Recent observations regarding the details of the ornithine cycle are as follows:
CO2 is activated into active CO2 in presence of biotin, N-acetyl glutamic acid and ATP. This active CO2 reacts with ammonia donated from glutamine to form carbamyl phosphate. In the later stage also participation of both N-acetyl glutamate and ATP are necessary. Both steps are catalysed by the enzyme carbamyl phosphate synthetase.
The formed carbamyl phosphate reacts with ornithine in presence of the liver enzyme ornithine transcarbamylase (ornithine carbamyl transferase) to form citrulline (carbamyl ornithine). Citrulline then condenses with aspartic acid in presence of ATP and Mg++ to form arginosuccinate (argininosuccinate).
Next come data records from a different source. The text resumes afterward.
Issue #1639, opened 2020-12-01
Github actions 6hr time limit


mahrud:
The Github Actions that use autotools and run `make check` are starting to run into Github's 6hr time limit (e.g. [Complexes](https://github.com/Macaulay2/M2/actions/runs/392154407)). There are a few solutions:
- make autotools compile faster (it takes ~1hr longer just to build libraries, Macaulay2, and install packages than CMake)
- [x] don't run the library checks with autotools (really wasteful to run all tests for almost all libraries twice on every push, more than those libraries get tested on their own!)
- run package tests with CMake instead, which can run them in parallel
- finish and merge #1546

All are good solutions, we should probably do all, but we should do at least one very soon.

DanGrayson:
Also check whether we are installing all the Ubuntu packages we could be installing.

DanGrayson:
Good points, all of them.  I've just implemented one of them:
```diff
commit 1e47260755100936bafd60d64013672dedd3941f (HEAD -> development, upstream/development)
Author: Daniel R. Grayson <dan@math.uiuc.edu>
Date:   Mon Nov 30 19:49:40 2020 -0600

    omit checking the libraries

diff --git a/.github/workflows/test_build.yml b/.github/workflows/test_build.yml
index 0f851c497..aae8c12c5 100644
--- a/.github/workflows/test_build.yml
+++ b/.github/workflows/test_build.yml
@@ -182,7 +182,7 @@ jobs:
       - name: Run Tests using Autotools
         if: matrix.build-system == 'autotools' && matrix.os == 'ubuntu-latest'
         run: |
-          make check
+          make check -o check-in-libraries
           make -C Macaulay2/html-check-links check
           make validate-html
 
```

mahrud:
> Also check whether we are installing all the Ubuntu packages we could be installing.

Yes, I think CMake is using all of them + flint from Linuxbew (because the new version isn't on Ubuntu yet), and #1412 is about allowing the same with Autotools. Flint is the biggest bottleneck for Autotools, because factory also depends on it.

DanGrayson:
I just checked: flint is still at 2.5.2 on both Ubuntu 18.04 and 20.04 (to which github will soon switch).  But we should be getting factory from `singular-factory`.

d-torrance:
[...]

PR #1722, opened 2020-12-21
build and upload tarfile from actions

mahrud:


DanGrayson:
I wonder how annoyed with us github will be when we starting leaving such gigantic artifacts lying around all over.

mahrud:
> I wonder how annoyed with us github will be when we starting leaving such gigantic artifacts lying around all over.

1. it's not so heavy, here is on my machine:
> Finished uploading artifact artifact. Reported size is 39536572 bytes. There were 0 items that failed to upload

2. they get discarded after 90 days by default, but I can also reduce it by `retention-days: 5`.
3. compute costs are a much more significant cost for github than storage costs, mainly because storage doesn't produce heat

DanGrayson:
40 mb is pretty heavy, especially when we're making 6-10 of those per day

DanGrayson:
What purpose do these tarfiles serve?

mahrud:
> 40 mb is pretty heavy, especially when we're making 6-10 of those per day

Each github build is downloading and uploading hundreds of megabytes. Again, storage is nearly free! A public repository can be up to 100GB and each file up to 2GB. 40MB is really nothing.

> What purpose do these tarfiles serve?

I want to download them and make sure the documentation is generated okay.

DanGrayson:
> > 40 mb is pretty heavy, especially when we're making 6-10 of those per day
> 
> Each github build is downloading and uploading hundreds of megabytes. Again, storage is nearly free! A public repository can be up to 100GB and each file up to 2GB. 40MB is really nothing.
> 
> > What purpose do these tarfiles serve?
> 
> I want to download them and make sure the documentation is generated okay.

Ah, that's worthwhile.

mahrud:
Should I also omit the html validation check, as mentioned in #1639?

DanGrayson:
> Should I also omit the html validation check, as mentioned in #1639?

No, that's important to check.

mahrud:
> No, that's important to check.

Sure, but why not just do that on the nightly builds that you run? Certainly not every commit pushed warrants an hour of checking thousands of links across Macaulay2Doc!

Also, are you checking your slack messages?

DanGrayson:
> > No, that's important to check.
> 
> Sure, but why not just do that on the nightly builds that you run? Certainly not every commit pushed warrants an hour of checking thousands of links across Macaulay2Doc!
>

This reaction is catalysed by a condensing enzyme, arginosuccinate synthetase. Arginosuccinate then splits off into fumaric acid and arginine, influenced by the enzyme arginine synthetase (arginine succinase). In the liver, if arginine is not used for protein synthesis, then arginine is broken down by the enzyme, arginase, to form urea and ornithine. The liberated fumaric acid is converted into oxaloacetic acid in the tricarboxylic acid (TCA) cycle. Oxaloacetic acid is then transaminated into aspartic acid by the enzyme transaminase. The NH3 is donated by glutamic acid or glutamine (Figs 10.36, 10.37, 10.42).
i. Formation of Ammonium Salts:
A small part of ammonia combines with acids, other than carbonic acid, and appears in the urine in the form of ammonium salts, such as ammonium phosphate, sulphate, urate, etc. It is obvious therefore that, the amount of ammonium salts formed will not depend upon the amount of ammonia formation but on the relative proportion of acids and bases in the body. In acidosis more ammonia is needed to neutralize the excess acids, and so there will be proportionate increase in the amount of ammonium salts. In alkalosis opposite changes occur.
The function served by the formation of ammonium salts is to neutralise acid of the body, so that the blood reaction may remain constant.
ii. Ammonia may be utilized for the Synthesis of Simple Amino Acids:
Such as glycine, alanine etc., and also for amination of glutamic acid to give glutamine.
iii. It may also be used for the Synthesis of Various Nitrogenous Substances:
Such as creatine, purine, uric acid, pyrimidine, lecithin and such others.
2. Fate and Functions of the Non-Nitrogenous Part:
The non-nitrogenous part has the following fate:
i. Some will have the Fate of Carbohydrates:
The non-nitrogenous residues of some amino acids are utilized in the body as carbohydrates. Because, when given to a diabetic animal (depancreatised or after administration of phloridzin), these amino acids increase a corresponding amount of sugar in the urine. For this reason, in a diabetic subject about 60% of food protein is converted into sugar.
Glycine, alanine, aspartic acid, glutamic acid, serine, cysteine, arginine, proline, hydroxyproline, histidine, lysine, isoleucine, citrulline, methionine, valine, threonine, partially phenylalanine and tyrosine belong to this class. These amino acids are called antiketogenic amino acids. Because, they are as carbohydrates in the body and prevent the formation of ketone bodies. They are also called glucogenic.
ii. Some Undergo the Fate of Fats:
There are certain amino acids, viz., leucine and in part isoleucine, phenylalanine and tyrosine, which yield no glucose, but give rise to ketone bodies when administered to a diabetic animal. It is obvious that the non-nitrogenous part of these amino acids is broken down in the body as fatty acids, from which the ketone bodies are formed. It is known that in a diabetic subject about 40% of proteins are converted into ketone bodies. These amino acids are therefore known as ketogenic amino acids.
iii. The Sulphur and Phosphorus:
The sulphur and phosphorus, derived from the non-nitrogenous part of the amino acids, are converted into various sulphur and phosphorus compounds and are excreted as such.